[Material shown]
PR #1416, opened 2018-07-10
Switch over to using six.PY{2,3} when possible

### LINKED ISSUE #1415: Use six to determine Python version wherever possible
This issue came up in #1413 - there are a number of places in `setuptools` and `pkg_resources` where we check `sys.version.major`, which is apparently not portable to Jython 2.7.0. While I don't think we have to go out  of our way to support Jython 2.7.0, I think that given that we use `six` in many other places for its compatibility shim, we should also use `six.PY2` and `six.PY3` to determine whether we're in Python 2 or Python 3. We can assume that `six` will do a better job than us at handling edge cases in general for the parts of 2/3 compatibility that they support.

pganssle:
## Summary of changes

[Problem to solve] Could you please print the entire listing exactly?

[Solution to the exercise]
PR #1416, opened 2018-07-10
Switch over to using six.PY{2,3} when possible

### LINKED ISSUE #1415: Use six to determine Python version wherever possible
This issue came up in #1413 - there are a number of places in `setuptools` and `pkg_resources` where we check `sys.version.major`, which is apparently not portable to Jython 2.7.0. While I don't think we have to go out  of our way to support Jython 2.7.0, I think that given that we use `six` in many other places for its compatibility shim, we should also use `six.PY2` and `six.PY3` to determine whether we're in Python 2 or Python 3. We can assume that `six` will do a better job than us at handling edge cases in general for the parts of 2/3 compatibility that they support.

pganssle:
## Summary of changes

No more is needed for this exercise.